### Problem requirements
Find the string "TestRTipInstance" in the data, then copy every line where it is found.

[Records excerpted from a collection]
PR #4120, opened 2024-06-26
Feature/tenant profiles

pnellikkaparambil:
This pull request relates to a first attempt of implementation of "Tenant" (Sites) profiles to make it possible to create preconfigurations to be used as defaults for new sites.

It extends the Tenant table by adding an attribute "is_profile".
When the Tenant has the profile attribute set as "true" the site is considered to be a site profile.

The patch exports this variable "is_profile" to the backed API and use it on the client in order to be able to show separatel actual tenant instances (is_profile=False) and tenant profile (is_profile=True)

The patch includes as well a partial implementation of the migration script necessary for porting an old database schema to a new database schema including the new attribute Tenant.is_profile.


evilaliv3:
Closing since the code is now integrated in branch feature/profiles

PR #4151, opened 2024-08-09
tenant optimization

msmannan00:
1. Integrated profiles.
2. Created a default profile for tenant 1000000, applied in both config and config_lang.
3. Implemented migration scripts.
4. Removed duplicate variables from config and config_lang, mapping them to the default profile.
5. Implemented chaining for tenants to first search for variables in their profile, and if not found, default to the default profile.


evilaliv3:
Closed since the code is not integrated in branch feature/profiles

PR #4176, opened 2024-09-02
Update publiccode.yml

gionni87:
Inserita l'agenzia ANSFISA, URL pubblico https://whistleblowing.ansfisa.gov.it


evilaliv3:
Thank you @gionni87 

Actually at the moment, for reasons of simplicity, we are just listing:
- a very limited set of ministries related to whistleblowing (the first orgs that you see listed)
- the users of whistleblowing.it for which we maintain a verified list: https://www.whistleblowing.it/adesioni/

It is in fact very difficult for us to follow and verify all the other organizations over time.

For this reason i dont think we could integrated you, since we have no way to track integrations like this.

I hope you understand.

PR #4277, opened 2024-10-21
Update codebase to use new angular 17 standalone components and control flow

msmannan00:
1. Replaced deprecated control flow directives with the latest syntax.
2. Converted components to standalone, removing NgModules.
3. Updated route definitions with standalone component-based routing.
4. Optimized lazy loading using new route-based syntax.
5. Cleaned up dependencies and ensured compatibility with the latest Angular version.


evilaliv3:
@msmannan00 : This is an example of "regression" where with your proposal you are reintroducing some old code.

I will give it a try to find other situations like this.

image

msmannan00:
Yup, actually in past two weeks I tried to take merge from stable version twice and make changes accordingly but even then I might have missed some commits that were made in the week

evilaliv3:
Very good to go! Merging!

PR #4287, opened 2024-10-31
Feature/profiles

msmannan00:
feature profile and config optimization


evilaliv3:
@msmannan00: i performed a first run of tests and all seems in very perfect shape.

I took care of merging the the devel branch into this and solving the conflicts:

At the moment i notice the following just the following defects that we could ameliorate
- config.'version', 'last_version', 'db_version' appear at the moment present in both tenant 1 and profile 1000001; i wonder if to keep this or to find ways of having these only either in tenant 1 or profile 100001. The same could be said for example in relation to variables like profile_counter that is present both in tenant1 and profile 1000001 but actually this second variable appears not used.
- config.onion and config.tor_onion_key appear at the moment present also on profiles: maybe these variables should be present only on tenants? i see in fact that at the moment we are also instantiating an onion service for the tenants profiles.

I will continue looking into this next week.

msmannan00:
Yes, you are right about that, it should only be on tenant I guess I missed it from my side

evilaliv3:
@msmannan00 , apparently this tests seems to fail once every two runs: globaleaks.tests.handlers.recipient.test_rtip.TestRTipInstance.test_delete

```
globaleaks.tests.handlers.recipient.test_rtip
  TestRTipInstance
    test_delete ...                                                     [ERROR]

===============================================================================
[ERROR]
Traceback (most recent call last):
  File "/home/evilaliv3/Development/whistleblowing-software/backend/env/lib/python3.12/site-packages/twisted/internet/defer.py", line 1656, in _inlineCallbacks
    result = current_context.run(
  File "/home/evilaliv3/Development/whistleblowing-software/backend/env/lib/python3.12/site-packages/twisted/python/failure.py", line 514, in throwExceptionIntoGenerator
    return g.throw(self.type, self.value, self.tb)
  File "/home/evilaliv3/Development/whistleblowing-software/backend/globaleaks/tests/handlers/recipient/test_rtip.py", line 289, in test_delete
    yield handler.delete(rtip_descs[0]['id'])
  File "/home/evilaliv3/Development/whistleblowing-software/backend/globaleaks/tests/helpers.py", line 128, in callInThreadWithCallback
    result = func(*args, **kw)
  File "/home/evilaliv3/Development/whistleblowing-software/backend/globaleaks/orm.py", line 185, in _wrap
    result = function(session, *args, **kwargs)
  File "/home/evilaliv3/Development/whistleblowing-software/backend/globaleaks/handlers/recipient/rtip.py", line 795, in delete_rtip
    raise errors.ForbiddenOperation
globaleaks.rest.errors.ForbiddenOperation: ForbiddenOperation: <<Operation Forbidden>> (8) HTTP:403

globaleaks.tests.handlers.recipient.test_rtip.TestRTipInstance.test_delete
```

The failure seems related to the user profile permission: ```profile.can_delete_submission```

msmannan00:
let me check it out, the issue was there but fixed it last week, most probably was skipped in commits will review it out asap

msmannan00:
@evilaliv3 test is fixed, most probably it wont fail again, good to see branch is already on latest codebase

evilaliv3:
@msmannan00: following our community meeting i've have some considerations that i consider we would probably need to solve.

1) shall we make available to a tenant that uses a tenant profile the user profiles defined in that tenant profile?
2) if yes, what shall we do if a tenant is reconfigured to use a different tenant profile?
3) shall we make available to a tenant that uses a tenant profile the questionnaires defined in that tenant profile?
3) if yes, what shall we do if a tenant is reconfigured to use a different tenant profile?
4) there are some systems with several tenants (e.g. 5000) each with one single user configured with the same configuration there maybe administrators will be very frustrated of viewing 5000 profiles. Probably we need to find a strategy to avoiding showing visually the profile existence for the profiles that we create on migration and just configure special profiles and reuse the angular partial to be shown below the user configuration. I will clarify about this point in our next call as it will be more easy talking about this.

PR #4339, opened 2024-11-29
fix/multistep-questionnaire

msmannan00:
fix(multistep-questionnaire): bind required file/audio upload check to model

Fixed a bug in the multistep questionnaire where the required check for file or audio uploads was not functioning correctly. Updated the binding of the "required" condition to use the actual model fields, ensuring proper validation.

### Problem
The validation for required file/audio uploads in the multistep questionnaire was not functioning as intended because the condition was not bound to the actual model fields and caused required check to skip

### Solution
The "required" condition was updated to bind directly to the model fields, ensuring that the validation logic works as expected. logic for required field was also fixed and updated


evilaliv3:
Fantastic! I retested it and i've not found any defect.

Merging it!

PR #4367, opened 2024-12-30
Replace SecureTemporaryFiles with an EphemeralFile implementation based on ChaCha20

evilaliv3:
With this pull request i would like to propose:
- Replacement of SecureTemporaryFiles based on AES with EphemeralFile based on ChaCha20
- Addition of the globaleaks-eph-fs command that we might use to instantiate an ephemeral filesystem when integrating ClamAV and MAT2


evilaliv3:
@msmannan00 : When you like please feel free to proceed with the review of this pull request.

evilaliv3:
Actually i missed to add the libraries! Going to fix it fist before opening for review.

Thank you!

msmannan00:
Yes will do so thanks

### Solution
@msmannan00 , apparently this tests seems to fail once every two runs: globaleaks.tests.handlers.recipient.test_rtip.TestRTipInstance.test_delete
  TestRTipInstance
globaleaks.tests.handlers.recipient.test_rtip.TestRTipInstance.test_delete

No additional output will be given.